Fed hikes interest rate by 0. 25 point to curb inflation; banking crisis might snowball

The US Federal Reserve on March 22 announced a quarter point-hike in interest rates, refusing to lower guard on a persistently high inflation but assured markets battered by a banking crisis that it has enough firepower to avert a contagion.

The Fed increased its funds target rate to a range of 4.75-5 percent, a level last seen prior to the 2007-08 global financial crisis.

The hike in rates, which came broadly on the expected lines, will further add to the cost of funds and refuel the risks of a potential recession that will have rippling effects not only in the world’s largest economy but elsewhere on the globe. The rate hike was necessitated by a sticky high inflation.

The Fed, in its statement, noted that the US banking system is “sound and resilient”, but the recent developments in the banking sector “are likely to result in tighter credit conditions for households and businesses and to weigh on economic activity, hiring, and inflation”.

Fed policymakers projected rates would end 2023 at about 5.1 percent, unchanged from their median estimate from the last round of forecasts in December. The median 2024 projection rose to 4.3 percent from 4.1 percent.
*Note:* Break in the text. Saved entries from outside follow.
PR #314, opened 2024-04-09
Set ObservedGeneration after condition init

fmount:
This patch implements the pattern that watches at the `ObservedGeneration` to influence the `DeploymentReadyCondition`.
The `ObservedGeneration` is bumped in the main controller after the conditions `Init`, and the deployment compare the generation with the `ObservedGeneration` to make sure we look at the last version of the `Deployment` spec.

### DIFF
--- a/controllers/horizon_controller.go
+++ b/controllers/horizon_controller.go
@@ -178,6 +178,7 @@ func (r *HorizonReconciler) Reconcile(ctx context.Context, req ctrl.Request) (re
 	)
 
 	instance.Status.Conditions.Init(&cl)
+	instance.Status.ObservedGeneration = instance.Generation
 
 	// If we're not deleting this and the service object doesn't have our finalizer, add it.
 	if instance.DeletionTimestamp.IsZero() && controllerutil.AddFinalizer(instance, helper.GetFinalizer()) || isNewInstance {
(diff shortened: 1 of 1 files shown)


controllers/horizon_controller.go
```diff
@@ -717,7 +718,8 @@ func (r *HorizonReconciler) reconcileNormal(ctx context.Context, instance *horiz
 		return ctrlResult, nil
 	}
 	instance.Status.ReadyCount = depl.GetDeployment().Status.ReadyReplicas
-	if instance.Status.ReadyCount > 0 {
+	if instance.Status.ReadyCount > 0 &&
```
gibizer, line 721: we need to fix this to compare with the Spec.replicas instead of > 0 otherwise the horizon can be ready before all the replicas are updated to the new image

fmount: I think this code is there because of the definition of `DeploymentReadyCondition`: I think we should change it to something like: `instance.Status.ReadyCount == *instance.Spec.Replicas`, which is the same thing we have in other operators.

fmount:
This seems ready to go /cc @gibizer @dprince

gibizer (approved):
looks good

dprince (approved):

gibizer (approved):
still looks good

PR #315, opened 2024-04-09
Support IPv6 in local_settings.py get_pod_ip()

hjensas:
Switch to use socket.getaddrinfo, this supports both IPv4 and IPv6.

OSPRH-6238


hjensas:
So, this is wrong - we want the POD IP - not resolving horizon-openstack.apps ...

hjensas:
> So, this is wrong - we want the POD IP - not resolving horizon-openstack.apps ...

Done.

bshephar (approved):
lgtm thanks!

PR #328, opened 2024-05-29
Enable HSTS on OCP route

bshephar:
This change adds the required annotation to the OCP route to enable HSTS headers as per:
https://access.redhat.com/documentation/en-us/openshift_container_platform/4.7/html/networking/configuring-routes\#nw-enabling-hsts_route-configuration


bshephar:
Implemented in:
https://github.com/openstack-k8s-operators/openstack-operator/pull/819

PR #361, opened 2024-08-28
Add network-attachment-definition support

fmount:
It might be required for the horizon Pods to be able to reach external services on a different network (e.g. mount a `NFS`, exposed using the `storage_network` using `extraMounts`) .
A common use case we had in the previous releases was about using horizon in legacy mode for image upload. In that case the image is temporary stored in a `TEMP_DIR`, which usually has a NFS behind.
For this reason this patch introduces the `NetworkAttachment` interface to the horizon `API` and aligns the operator with the rest of the services. 
By doing this we are able to have an additional interface on the desired network via multus. 

Jira: https://issues.redhat.com/browse/OSPRH-9285


controllers/horizon_controller.go
```diff
@@ -280,6 +283,35 @@ func (r *HorizonReconciler) SetupWithManager(mgr ctrl.Manager) error {
 		return nil
 	}
 
+	// Watch for changes to NADs
+	nadFn := func(ctx context.Context, o client.Object) []reconcile.Request {
+		result := []reconcile.Request{}
+
+		// get all GlanceAPI CRs
+		glanceAPIs := &horizonv1beta1.HorizonList{}
```
bshephar, line 291: Is this copy pasta from Glance and the variable name just hasn't been updated?

```suggestion
		horizons := &horizonv1beta1.HorizonList{}
```

bshephar (changes requested):

controllers/horizon_controller.go
fmount: whoops sorry, bad copy/pasta here :D

fmount: Updated in the last version.

bshephar (approved):
Thanks, this looks good now. Definitely a necessary feature. We'll need some decent test coverage for this feature though.
We can address that at a later time though, since the functional tests added by the PR should be sufficient to ensure we
pass the networkAttachment through to the deployment.

PR #369, opened 2024-09-30
Add kuttl tests to  validate Multus connections

ashu-011:
The horizon-operator is able to accept NetworkAttachment details to connect the Horizon pod to any given Multus network. This is leveraged in cases where Horizon needs access to remote storage. This patch adds kuttl test to validate multus connection is attached properly.


fmount:
IMO this patch can be closed. The current kuttl tests does not deploy an Openstack control plane and they work w/o network isolation. Unless we want to try to add that requirement in install_yamls, I think it's enough to see this feature covered by envTests.
We can add a nad to the openstack-operator sample where net-isolation is defined in case we want to test this scenario.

The hike and forecasts suggest policymakers remain firmly focused on bringing down inflation to their 2 percent goal, indicating they see rising prices — especially based on recent data — as a bigger growth threat than the bank turmoil. It also projects confidence that the economy and financial system remain healthy enough to withstand the string of bank collapses.

The Fed action came days after Silicon Valley Bank and at least two other regional banks failed after mounting losses on their bond portfolio and large-scale fund withdrawals from depositors cracked their balance-sheets, forcing regulators to shut down these entities.

The banking crisis kicked off a major sell off across stock markets and somewhat triggered the downfall of global banking major Credit Suisse which was merged with UBS in a Swiss-government brokered deal.

The Fed assured markets that it has enough firepower to handle the banking crisis and reiterated that the broader banking sector is reinforced with adequate safeguards in terms of capital adequacy. In the aftermath of the Credit Suisse debacle, global central banks led by Fed had announced a dollar swap facility to ensure enough liquidity in the system.

The Fed’s rate hike will have ramifications on the policy rates of other central banks including the Reserve Bank of India (RBI), whose Monetary Policy Committee (MPC) is set to meet in April to decide the next course of policy action.